● **WHAT YOU WILL DO**
Everything from the line containing "As a node operator, I" through the line containing "- if the permanent" in the listing below should be copied exactly, and nothing more.

● **THE INPUT**
PR #1202, opened 2025-09-29
fix: Resubmit participant info more frequently

pbeza:


DSharifi (changes requested):
Looks great overall!

One hard blocker: the attestation submission logic shouldn’t live in the `coordinator` + `mpc_client` since those modules should stay focused on the MPC protocol.

Could you move the periodic re-submission into `tee/remote_attestation.rs` instead? You can implement it as a looping future there, and then explicitly spawn it in `cli.rs` right after the initial attestation is submitted.

crates/node/src/indexer/fake.rs
```diff
@@ -487,9 +487,7 @@ impl FakeIndexerCore {
                     }
                     ChainSendTransactionRequest::VerifyTee() => {}
                     ChainSendTransactionRequest::SubmitParticipantInfo(_participant_info) => {
-                        unimplemented!(
-                            "Submitting participant info is not implemented for tests yet."
-                        )
+                        // TODO(#1203): Submitting participant info is not implemented for tests yet.
```
DSharifi, line 490: Thanks for creating the issue.

I think the reason you saw this panic first now is that the code path in `cli.rs` is not executed in some of our integration tests, whereas the current placement for re-submissions in `coordinator.rs` is run.

crates/node/src/mpc_client.rs
```diff
@@ -130,6 +138,41 @@ impl MpcClient {
...
+                                chain_txn_sender.clone(),
+                                fresh_attestation,
+                                tls_public_key,
+                            )
+                            .await
+                            {
+                                tracing::error!(
+                                    "Failed to submit fresh remote attestation: {:?}",
+                                    e
+                                );
```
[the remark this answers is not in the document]
pbeza: Fixed ✅
- https://github.com/near/mpc/pull/1202/commits/fa7a568e3e7666e4f55da1907187cb664ef1044a
- https://github.com/near/mpc/pull/1202/commits/4a6f90b77203eb1980b583fbcc3efe026a66e454

crates/node/src/tee/remote_attestation.rs
```diff
@@ -80,3 +81,44 @@ pub async fn submit_remote_attestation(
         .await
         .context("failed to submit attestation after multiple retry attempts")?
 }
+
+/// Periodically generates and submits fresh attestations at regular intervals.
+///
+/// This function runs indefinitely, generating a fresh attestation every 10 minutes
```
DSharifi, line 87:
```suggestion
/// This future runs indefinitely, generating a fresh attestation every 10 minutes
```

crates/node/src/tee/remote_attestation.rs
```diff
@@ -80,3 +81,44 @@ pub async fn submit_remote_attestation(
...
+/// and submitting it to the blockchain. It's designed to be spawned as a background task.
```
DSharifi, line 88: Nit:
```suggestion
/// and submitting it to the blockchain.
```

crates/node/src/tee/remote_attestation.rs
```diff
@@ -80,3 +81,44 @@ pub async fn submit_remote_attestation(
...
+pub async fn periodic_attestation_submission<T: TransactionSender + Clone>(
+    tee_authority: TeeAuthority,
+    tx_sender: T,
+    tls_sdk_public_key: near_sdk::PublicKey,
+    tls_public_key: VerifyingKey,
```
DSharifi, line 93:
```suggestion
    tls_public_key: VerifyingKey,
```

You can create the SDK key version from the `VerifyingKey` type. No need to request both arguments from the caller, when the underlying key is the same with differing formats.

crates/node/src/tee/remote_attestation.rs
```diff
@@ -80,3 +81,44 @@ pub async fn submit_remote_attestation(
...
+) -> anyhow::Result<()> {
+    const ATTESTATION_RESUBMISSION_INTERVAL: Duration = Duration::from_secs(10 * 60);
```
DSharifi, line 95: Could you place this constant to the top of the file alongside the existing constants?

crates/node/src/tee/remote_attestation.rs
```diff
@@ -80,3 +81,44 @@ pub async fn submit_remote_attestation(
...
+
+    loop {
+        interval.tick().await;
+
+        let report_data = ReportData::new(tls_sdk_public_key.clone());
+        let fresh_attestation = match tee_authority.generate_attestation(report_data).await {
+            Ok(attestation) => attestation,
+            Err(e) => {
+                tracing::error!(
+                    error = ?e,
```
DSharifi, line 106: tip:
```suggestion
            Err(error) => {
                tracing::error!(
                    ?error,
```

netrome (changes requested):
I don't see any tests for this. While the logic is fairly simple and looks correct, I think we should strive to test any new functionality we add.

Unless I'm missing something, it should be possible to add a unit test for the `periodic_attestation_submission` without changing too much code. Tokio time can already be controlled in tests, you just need to make sure the test starts with frozen time and explicitly advance the time to avoid it being flaky (also beware of Tokio [auto-advancing time](https://docs.rs/tokio/latest/tokio/time/fn.advance.html#auto-advance)).

With that said, I typically prefer to rely on dependency injection for time-related functionality (e.g. creating a trait for the interval and implementing that over the tokio::time::Interval type) which I think would be nice here as well.

The tx_sender already provides an interface that could be used to catch and verify the submitted attestation.

Beyond this, it would be nice to test this on a system level but given our challenges managing time on that level we might have to let that pass for now.

What do you think?

crates/node/src/cli.rs
```diff
@@ -383,6 +384,26 @@ impl StartCmd {
         submit_remote_attestation(indexer_api.txn_sender.clone(), attestation, tls_public_key)
             .await?;
 
+        // Spawn periodic attestation submission task
+        let tls_sdk_public_key = tls_public_key.to_near_sdk_public_key()?;
+        let tee_authority_clone = TeeAuthority::try_from(self.tee_authority.clone())?;
```
DSharifi, line 389: Instead of this fallible `try_from` logic, have already constructed a `tee_authority` on line 242 above in `run()`. Let's reuse that tee_authority instead of reconstructing it which is fallible.

DSharifi (approved):

crates/node/src/tee/remote_attestation.rs
pbeza: Good point, not sure why I didn’t catch that myself. Anyway, fixed here: https://github.com/near/mpc/pull/1202/commits/f4497f34067290b5793d2169f19dce072bab9827. ✅

crates/node/src/tee/remote_attestation.rs
pbeza: Nice! Fixed here: https://github.com/near/mpc/pull/1202/commits/f4497f34067290b5793d2169f19dce072bab9827. ✅

crates/node/src/tee/remote_attestation.rs
```diff
@@ -80,3 +81,44 @@ pub async fn submit_remote_attestation(
...
+/// Periodically generates and submits fresh attestations at regular intervals.
+///
+/// This function runs indefinitely, generating a fresh attestation every 10 minutes
+/// and submitting it to the blockchain. It's designed to be spawned as a background task.
+pub async fn periodic_attestation_submission<T: TransactionSender + Clone>(
+    tee_authority: TeeAuthority,
+    tx_sender: T,
+    tls_sdk_public_key: near_sdk::PublicKey,
+    tls_public_key: VerifyingKey,
+) -> anyhow::Result<()> {
```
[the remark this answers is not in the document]
pbeza: Yup, good point — it used to be fallible, but [now](https://github.com/near/mpc/commit/f4497f34067290b5793d2169f19dce072bab9827#diff-454ca9f9a7e8ff74a84ffe709988d6f6ac448b7646b0c236b42729929a6c78c8R101), after addressing [this comment](https://github.com/near/mpc/pull/1202#discussion_r2398421085), it has become infallible.

crates/node/src/tee/remote_attestation.rs
```diff
@@ -1,19 +1,46 @@
...
+        }
+    }
+}
+
+impl IntervalTicker for TokioIntervalTicker {
+    async fn tick(&mut self) {
+        self.interval.tick().await;
+    }
+}
+
```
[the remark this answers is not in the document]
pbeza: https://github.com/near/mpc/pull/1202/commits/7ab95065d83179256672286086ac67644b5d3492. 🫡

PR #1216, opened 2025-10-01
feat: import keyshares into non empty keyshare storage

### LINKED ISSUE #1214: feat: import keyshares into non-empy keyshare storage
### Background

For the TEE hard launch, we want a Backup Service that securely stores key-shares of an MPC node (c.f. #949 and [the docs](https://github.com/near/mpc/blob/main/docs/migration-service.md#backup-service)).

The backup service will need to:
- securely store key-shares
- ensure it is in possession of the current key-shares, according to its view of the MPC smart-contract.
- ensure validity of the imported key-shares

The node handles its keyshare storage through the [`KeyshareStorage`](https://github.com/near/mpc/blob/a28272d33bfdccd48fca7fea5c7544332fec7fdc/crates/node/src/keyshare.rs#L86) struct. The struct already helps to ensure some of the properties listed above.

It would make sense for the Backup Service to use the same struct for storing keyshares.

With #1213 we introduce the ability to import key-shares into an empty keyshare storage. For the backup-service, we would need to extend the capability to import key-shares into a non-empty keyshare storage, as it will repeatedly receive current key-shares from the node.

### User Story

As a node operator, I want a backup-service that can securely store keys from different epochs.

### Acceptance Criteria

Be able to import keyshares into a non-empty `KeyshareStorage`. Be mindful of edge cases. Specifically:
- the importing shares must be an exact match for the current contract keyset
- if the permanent `KeyshareStorage` contains keyshares of the same epoch, then they must be a prefix of the importing shares.
- (probably optional): if the temporary `KeyshareStorage` contains any keyshares of matching [`KeyEventId`], then they must be an exact match for the keyshares provided in the backup.

_No response_

kevindeforth:
Resolves #1214

### DIFF
--- a/Cargo.lock
+++ b/Cargo.lock
@@ -1499,6 +1499,14 @@ dependencies = [
 ]
 
 [[package]]
+name = "backup-cli"
+version = "0.1.0"
+dependencies = [
+ "clap",
+ "tokio",
+]
+
+[[package]]
 name = "base16ct"
 version = "0.2.0"
 source = "registry+https://github.com/rust-lang/crates.io-index"
--- a/Cargo.toml
+++ b/Cargo.toml
@@ -15,6 +15,7 @@ members = [
     "crates/test_parallel_contract",
     "crates/test_utils",
     "crates/tls",
+    "crates/backup-cli",
 ]
 
 [profile.dev-release]
--- a/crates/backup-cli/Cargo.toml
+++ b/crates/backup-cli/Cargo.toml
@@ -1,0 +1,8 @@
+[package]
+name = "backup-cli"
+version = "0.1.0"
+edition = "2024"
+
+[dependencies]
+clap = { workspace = true }
+tokio = { workspace = true }
--- a/crates/backup-cli/src/adapters.rs
+++ b/crates/backup-cli/src/adapters.rs
@@ -1,0 +1,59 @@
+use crate::{
+    ports::{ContractInterface, KeyShareRepository, P2PClient, SecretsRepository},
+    types,
+};
+
+pub struct DummySecretsStorage {}
+
+impl SecretsRepository for DummySecretsStorage {
+    type Error = String;
+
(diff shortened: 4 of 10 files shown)


crates/node/src/keyshare.rs
```diff
@@ -289,16 +288,30 @@ impl KeyshareStorage {
...
+    /// - A required keyshare is missing in both temporary storage and backup,
+    /// - The reconstructed keyshares differ from the backup (indicating corruption),
+    /// - Or storing to permanent storage fails.
     ///
     /// # Returns
     /// * `Ok(())` if the backup was successfully imported and stored permanently.
     /// * `Err(anyhow::Error)` if any validation or storage step fails.
-    #[allow(dead_code)] // todo: remove after integration with onboarding function
     pub async fn import_backup(
+        // while technically not required to be mut, we must not call read functions in parallel
```
netrome: Isn't this a write function?
```suggestion
        // while technically not required to be mut, we must not call write functions in parallel
```

Otherwise it's nice to use the borrow checker here to guard against concurrent writes.

crates/node/src/keyshare.rs
```diff
@@ -313,15 +326,47 @@ impl KeyshareStorage {
...
+            let key_id =
+                KeyEventId::new(contract_keyset.epoch_id, domain.domain_id, domain.attempt);
+
+            // if we don't have the keyshare in temporary storage, we load it from the backup
+            let keyshare: Keyshare = self
+                .temporary
+                .load_keyshare(key_id)
+                .await?
+                .or_else(|| backup.iter().find(|share| share.key_id == key_id).cloned())
+                .ok_or_else(|| anyhow::anyhow!("Missing keyshare {:?}", key_id))?;
```
netrome: Nit:

> Error messages are typically concise lowercase sentences without trailing punctuation

From https://doc.rust-lang.org/std/error/trait.Error.html

```suggestion
                .ok_or_else(|| anyhow::anyhow!("missing keyshare {:?}", key_id))?;
```

netrome (approved):

PR #1339, opened 2025-10-29
feat: update to current ts version, more changes than I expected, some tricky deps changes as well

### LINKED ISSUE #1331: Modify API to match https://github.com/near/threshold-signatures/pull/180
### Background

Following the auditor's recommendation https://github.com/near/threshold-signatures/pull/180 now inputs the tweak in the HKDF function. This implied a change in the syntax of the rerandomization function.
We should be compatible with the new api

### User Story

_No response_

### Acceptance Criteria

Modify API to add the tweak when extracting the randomness during rerandomization

https://github.com/near/threshold-signatures/pull/180

gilcu3:
Closes #1331 

- BTW the huge change in Cargo.lock was triggered by some collision of serde's deps. It might be good to think about making the ts repo just another crate here, as conflicts like this, and API breaks, could happen at any point

### DIFF
--- a/crates/node/src/test_utils.rs
+++ b/crates/node/src/test_utils.rs
@@ -9,9 +9,11 @@ use threshold_signatures::ecdsa::ot_based_ecdsa::triples::TripleGenerationOutput
 use threshold_signatures::ecdsa::ot_based_ecdsa::PresignOutput;
 use threshold_signatures::ecdsa::ot_based_ecdsa::{PresignArguments, RerandomizedPresignOutput};
 use threshold_signatures::ecdsa::{RerandomizationArguments, Signature};
+use threshold_signatures::errors::ProtocolError;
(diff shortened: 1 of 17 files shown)


crates/node/src/test_utils.rs
```diff
@@ -23,6 +25,54 @@ pub struct TestGenerators {
...
 
+// +++++++++++++++++ Any Protocol +++++++++++++++++ //
+/// Run a protocol to completion, synchronously.
+///
+/// This works by executing each participant in order.
+///
+/// The reason this function exists is as a convenient testing utility.
+/// In practice each protocol participant is likely running on a different machine,
+/// and so orchestrating the protocol would happen differently.
+pub fn run_protocol<T>(
```
gilcu3: Adding this was also required for an unintended API break :| We thought the function was not being used

netrome (approved):
Thanks!

PR #1350, opened 2025-10-30
fix: Use port 24566 instead of 24567 for boot node arg in localnet guide

### LINKED ISSUE #1349: Use correct port in localnet guide
### Background

Currently the localnet guide still points to port 24567 for boot nodes, while the system has been updated to use 24566 during normal operations. We should update the guide to reflect this.

### User Story

As a developer I want accurate docs.

### Acceptance Criteria

The localnet guide uses the right port for the boot nodes.

_No response_

netrome:
closes #1349


gilcu3 (approved):
Thanks!

PR #1353, opened 2025-10-30
feat: ensure docker compose file is up to date in get docker compose hash

### LINKED ISSUE #1348: Ensure docker-compose file is up-to-date in `get_docker_compose_hash`
### Background

Currently, the docker compose file in `get_docker_compose_hash` looks like the following:

```rust
    pub fn get_docker_compose_hash(
        mpc_docker_image_hash: MpcDockerImageHash,
    ) -> LauncherDockerComposeHash {
        let filled_yaml = format!("version: '3.8'\n\nservices:\n  launcher:\n    image: barakeinavnear/launcher@sha256:1ea7571baf18bd052359abd2a1f269e7836f9bad2270eb55fc9475aa327f8d96\n\n # isuse #531: TODO (security): Replace with a specific image digest\n    container_name: launcher\n\n    environment:\n      - DOCKER_CONTENT_TRUST=1\n      - DEFAULT_IMAGE_DIGEST=sha256:{}\n\n    volumes:\n      - /var/run/docker.sock:/var/run/docker.sock\n      - /var/run/dstack.sock:/var/run/dstack.sock\n      - /tapp:/tapp:ro\n      - shared-volume:/mnt/shared:ro\n\n    security_opt:\n      - no-new-privileges:true\n\n    read_only: true\n\n    tmpfs:\n      - /tmp\n\nvolumes:\n  shared-volume:\n    name: shared-volume",
            mpc_docker_image_hash.as_hex()
        );
        let hash = sha256(filled_yaml.as_bytes());
        assert!(
            hash.len() == 32,
            "Docker compose hash must be 32 bytes long"
        );

        let mut hash_arr = [0u8; 32];
        hash_arr.copy_from_slice(&hash);

        LauncherDockerComposeHash::from(hash_arr)
    }
}
```

This should closely match the `/tee_launcher/launcher_docker_compose.yaml` file. However these have diverged right now as the launcher image differs between the two. Moreover, it's hard to read the current code and verify that those files are an exact match otherwise.

It would be better to include a template file in the repo which we include directly in the code (e.g. using `include_str!`, and use that template as a source of truth for the launcher docker compose file.

Secondly, since we have reproducible builds it should be possible to ensure this template always matches the current version of the code by including a verification step in CI that checks the hash.

### User Story

As a developer I'd like to ensure I can deploy the MPC contract with a sensible docker compose template that matches my expectations.

### Acceptance Criteria

We have a CI step that ensures that the `get_docker_compose_hash` function uses a compose file that corresponds to the current[^1] launcher image.

[^1]: Current as in, the launcher image you get when you build the launcher from the current commit.

_No response_

gilcu3:
Closes #1348

- CI worked on the [first try](https://github.com/near/mpc/actions/runs/18943715822/job/54089055394?pr=1353)! 
- CI with repro manifest worked in [20th try](https://github.com/near/mpc/actions/runs/18951849019/job/54118315202?pr=1353) :O 
- Aaand the [image published](https://hub.docker.com/layers/nearone/mpc-launcher/1348-ensure-docker-compose-file-is-up-to-date-in-get_docker_compose_hash-8c26295/images/sha256-bab4577e61bebcbcbed9fff22dd5fa741ded51465671638873af8a43e8f7373b) with the hardcoded hash

### DIFF
--- a/deployment/build-images.sh
+++ b/deployment/build-images.sh
@@ -134,7 +134,10 @@ if $USE_PUSH; then
     if $USE_LAUNCHER; then
         temp_dir=$(mktemp -d)
         echo "using $temp_dir"
+        # This compresses the built image to a local directory, which implicitly computes the manifest
+        # digest in $temp_dir/manifest.json
         skopeo copy --all --dest-compress docker-daemon:$LAUNCHER_IMAGE_NAME:latest dir:$temp_dir
+        # Then we publish the image from the directory, making sure the manifest digest does not change
         skopeo copy --preserve-digests dir:$temp_dir docker://docker.io/nearone/$LAUNCHER_IMAGE_NAME:$branch_name-$short_hash
     fi
 
--- a/scripts/build-and-verify-launcher-docker-image.sh
+++ b/scripts/build-and-verify-launcher-docker-image.sh
@@ -1,10 +1,12 @@
 #! /usr/bin/env bash
 
 ./deployment/build-images.sh --launcher
-# notice that any change to crates/contract/assets/launcher_docker_compose.yaml.template needs to be reflected here
+# Notice that any change to the format of crates/contract/assets/launcher_docker_compose.yaml.template needs to be reflected here
 published_manifest_hash=$(sed -n '5p' crates/contract/assets/launcher_docker_compose.yaml.template | grep -o '@sha256:.*' | cut -c 9-)
 temp_dir=$(mktemp -d)
 echo "using $temp_dir"
+# This compresses the built image to a local directory, which implicitly computes the manifest
+# digest in $temp_dir/manifest.json
 skopeo copy --all --dest-compress docker-daemon:mpc-launcher:latest dir:$temp_dir
 expected_manifest_hash=$(sha256sum $temp_dir/manifest.json | cut -d' ' -f1)
 if [ "${published_manifest_hash}" == "${expected_manifest_hash}" ]; then


.github/workflows/ci.yml
```diff
@@ -70,6 +70,34 @@ jobs:
...
+          expected_image_hash=$(docker inspect $published_image | jq -r .[0].Id)
+          if [ "${image_hash}" == "${expected_image_hash}" ]; then
+            echo "Launcher docker image hash verified"
+          else
+            echo "Launcher docker image hash verification failed"
+            echo "Got: ${image_hash}"
+            echo "Expected: ${expected_image_hash}"
+            exit 1
+          fi
+
```
gilcu3: When doing things like this I always wonder where is the border between github CI scripts, and bash scripts in the repo. Atm we have both kinds.

crates/contract/assets/launcher_docker_compose.yaml.template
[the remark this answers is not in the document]
netrome: I think this is a good place.

crates/contract/assets/launcher_docker_compose.yaml.template
```diff
@@ -0,0 +1,29 @@
+version: '3.8'
+
+services:
+  launcher:
+    image: nearone/mpc-launcher@sha256:45aa2d7bab715d62520be3fc560a0198bbe167be80211b22367bd1dd28919e8f
```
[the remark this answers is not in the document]
gilcu3: I am not 100% sure how docker and dockerhub handle this. Like if two identical images are published, I am not sure the manifest files will coincide. My guess is that they wouldn't, else making the manifest hash reproducible would have been possible, and I couldn't when I tried

.github/workflows/ci.yml
gilcu3: Good, at some point I might open issues + PR doing exactly that :)

.github/workflows/docker_launcher_release.yml
```diff
@@ -31,6 +31,11 @@ jobs:
         with:
           username: ${{ secrets.DOCKERHUB_USERNAME }}
           password: ${{ secrets.DOCKERHUB_TOKEN }}
+      
+      - name: Install skopeo
+        run: |
+          sudo apt-get update
+          sudo apt-get install -y skopeo
```
netrome: Should we pin the version here somewhere to avoid time bombs?

gilcu3: as we discussed, version pinning for ubuntu packages might create a time bomb by itself, so leaving it as is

● **SOLUTION TO THIS EXERCISE**
As a node operator, I want a backup-service that can securely store keys from different epochs.

### Acceptance Criteria

Be able to import keyshares into a non-empty `KeyshareStorage`. Be mindful of edge cases. Specifically:
- the importing shares must be an exact match for the current contract keyset
- if the permanent `KeyshareStorage` contains keyshares of the same epoch, then they must be a prefix of the importing shares.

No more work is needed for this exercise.